Bazen iş işten geçtikten sonra eleştirmeyi seven bir
toplumuz.
Bir yatırım yapılıp bitirildikten sonra hataları,
eksilikleri, yanlışları dile getiririz.
Herkes bir şeyler söyleyip durur.
Oysa hatalı, eksik veya kanuna aykırı olan o yatırım
hayata geçirilmeden önce kimse sesini çıkarmaz, ortalıkta gözükmez.
Bazı cılız sesler çıksa da kimse kale almaz.
Yatırım tamamlanmaya başlayınca birçok kişi başlar feryat
feveran koparmaya.
Diyeceğim o ki Rize’de Rize Belediyesi ile Rize Ticaret
Borsası’nın ortaklaşa yürüttükleri 20 milyonun üzerindeki Çay Çarşısı Projesi
şu sıralar kentte fazlasıyla tartışılıyor.
İnşaat hızla yükselirken proje iyice ortaya çıkmaya
başlayınca eleştirilerde gelmeye başladı.

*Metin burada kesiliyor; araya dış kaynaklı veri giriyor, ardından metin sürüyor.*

PR #562, opened 2024-04-03
Give GITHUB_TOKEN release permissions

50Wliu:
GITHUB_TOKEN was changed to default to read-only earlier this year: https://docs.opensource.microsoft.com/github/apps/permission-changes/

The right permission to add back is write access to [`contents`](https://docs.github.com/en/rest/authentication/permissions-required-for-github-apps?apiVersion=2022-11-28#repository-permissions-for-contents) (which covers...a scary amount of things).

### DIFF
--- a/.github/workflows/release.yaml
+++ b/.github/workflows/release.yaml
@@ -6,6 +6,9 @@ jobs:
   createPrerelease:
     name: Create Release
     runs-on: ubuntu-latest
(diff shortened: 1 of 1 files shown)


aeisenberg (approved):
Looks right to me. Unfortunately, there's no way to restrict the permission to only releases.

Kimileri kıyı kanununa aykırı olduğundan dem vururken
kimileri de kent merkezindeki diğer yüksek ve riskli binaların yıkılmasına
rağmen sahilde yüksek katlı bir projenin yapılmasının ne kadar doğru olduğunu
sorguluyor.
Evet, haklısınız.
Ancak adama sormazlar mı, bu yatırım yapılmadan önce
neredeydiniz?
Rize’nin sivil toplum kuruluş temsilcileri, meslek
odaları, siyasileri hiç mi bu projeyi görüp incelemedi?
Kıyı kanununa aykırı olduğunu anlayamadılar mı?

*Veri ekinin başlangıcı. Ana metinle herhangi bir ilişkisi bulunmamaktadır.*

PR #584, opened 2025-03-11
feat: add justification to SARIF info table

carsonRadtke:


src/panel/details.tsx
```diff
@@ -50,6 +50,17 @@ interface DetailsProps { result: Result, resultsFixed: string[], height: IObserv
...
         };
 
+        const renderSuppressionInformation = (result: Result) => {
+            const text = result._suppression;
+            const justification = result._justification;
+            if (!text && !justification) return '—'; // unreachable
+            if (!justification)
+            {
+                return text;
+            }
```
aeisenberg, line 60: Nit: formatting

Yoksa herkes ahbap dost veya çıkar menfaat ilişkisi yüzünden
susmayı mı tercih etti?
Şimdi gelinen noktada tepki koymanın da pek bir anlamı
kalmıyor.
Heyhat, ne söyleseniz nafile, iş işten geçti artık.

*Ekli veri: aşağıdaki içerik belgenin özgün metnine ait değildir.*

PR #607, opened 2025-06-30
Fix: Annotation filter incorrectly showing all files

### LINKED ISSUE #606: bug: finding annotations stay even in after switching to other file
Finding's step annotations stay even  after switching to other file.
This bug also related to an exception thrown:
```
rejected promise not handled within 1 second: Error: Illegal value for `line`
extensionHostProcess.js:177
stack trace: Error: Illegal value for `line`
    at cW.u (file:///c:/Users/Uriya%20Yavnieli/AppData/Local/Programs/Microsoft%20VS%20Code/resources/app/out/vs/workbench/api/node/extensionHostProcess.js:128:1045)
    at Object.lineAt (file:///c:/Users/Uriya%20Yavnieli/AppData/Local/Programs/Microsoft%20VS%20Code/resources/app/out/vs/workbench/api/node/extensionHostProcess.js:128:72)
    at regionToSelection (c:\Users\Uriya Yavnieli\.vscode\extensions\ms-sarifvscode.sarif-viewer-3.4.5\src\extension\regionToSelection.ts:30:26)
    at Object.driftedRegionToSelection (c:\Users\Uriya Yavnieli\.vscode\extensions\ms-sarifvscode.sarif-viewer-3.4.5\src\extension\regionToSelection.ts:55:43)
    at map (c:\Users\Uriya Yavnieli\.vscode\extensions\ms-sarifvscode.sarif-viewer-3.4.5\src\extension\index.activateDecorations.ts:82:54)
    at Array.map (<anonymous>)
    at u (c:\Users\Uriya Yavnieli\.vscode\extensions\ms-sarifvscode.sarif-viewer-3.4.5\src\extension\index.activateDecorations.ts:82:43)
```
I saw that the `update()` in sarif-vscode-extension/src/extension/index.activateDecorations.ts walks on every visible editor and add decorations to it:
```typescript
const ranges = locationsInDoc.map(tfl => driftedRegionToSelection(diffBlocks, currentDoc, tfl.location?.physicalLocation?.region, originalDoc));
editor.setDecorations(decorationTypeHighlight, ranges);
```
the function `driftedRegionToSelection()` calls `regionToSelection()`:
```typescript
const originalRange = regionToSelection(originalDoc, region);
```
which then tries to get the line from range.startLine - 1:
```typescript
const line = doc.lineAt(startLine - 1);
```
Since `regionToSelection()` is called for every visible editor, it will also might be called for text document that are too short, if they are visible, which ends up with the exception from above.
And anyway the decorations are being added to irrelevant documents.

However, the `update()` function do filter locations by the URI:
```typescript
const locationsInDoc = locations.filter(async tfl => {
    const [artifactUriString] = parseArtifactLocation(result, tfl.location?.physicalLocation?.artifactLocation);
    return await baser.translateLocalToArtifact(currentDoc.uri) === artifactUriString;
});
```
But `Array.filter()` doesn't handle async callback properly.
Here's what's happening according to Claude Sonnet 4:
1. The callback function is async, which means it returns a Promise<boolean> instead of a boolean
2. Array.filter() expects a synchronous callback that returns a boolean
3. When filter() receives a Promise, it treats it as a "truthy" value, so ALL items will pass the filter regardless of the actual async result
4. This means locationsInDoc will always contain all items from locations, not just the filtered ones

So all the items will always pass the filter.

The suggested fix according to Claude is:
```typescript
// Properly handle async filtering
const locationChecks = await Promise.all(
    locations.map(async tfl => {
        const [artifactUriString] = parseArtifactLocation(result, tfl.location?.physicalLocation?.artifactLocation);
        const matches = await baser.translateLocalToArtifact(currentDoc.uri) === artifactUriString;
        return { tfl, matches };
    })
);
const locationsInDoc = locationChecks.filter(check => check.matches).map(check => check.tfl);
```

uriyay-jfrog:
fixes https://github.com/microsoft/sarif-vscode-extension/issues/606


joshbouncesecurity:
Thanks for this @uriyay-jfrog, shame this project seems to have been abandoned...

Sivil toplum kuruluş temsilcileri, meslek odaları
‘neredeydiniz’ diye sormazlar mı?
Atı alan Üsküdar’ı geçti bile!
Proje tamamlanırken çok da artık konuşmanın, eleştirmenin
bir anlamı yok.
Elbette hatadan dönülmeli, yapılması mümkünse eksiklikler
tamamlanmalı.
Ancak proje yıkılıp yeniden mi inşa edilecek?
Milli servet, çarçur mu edilecek?
Gerçi biz biraz alışmışız yapıp yıkmaya.
Zaman zaman ‘ben yaptım oldu’ mantığı ile işler yapıldığı
için bazı yatırımlar önce yapılıp sonra yıkılır.
Çok şahit olmuşuzdur bu tür işlere.
Bu yüzden çözüm önerileri, eleştiriler iş işten geçtikten
sonra yapılınca çok da bir anlamı kalmıyor açıkçası.
Kentin menfaatlerine göre hareket edilecekse eksiklikler,
yanlışlar zamanında düzeltilmeli.
Ve birçok sivil toplum kuruluş temsilcisi, meslek
odaları, elini taşın altına koyarak kente karşı sorumluluklarını yerine
getirmeli.
Gerekirse birlikte hareket ederek hatalı olmasına rağmen
dayatılan projelere ortak tepki koyarak yanlıştan dönülmesini sağlamalıdır.
Eğer bunu yapmazsanız sonra da iş işten geçtikten sonra
‘bu kente ihanet ediliyor’ dersiniz ve oturup vahlanırsınız!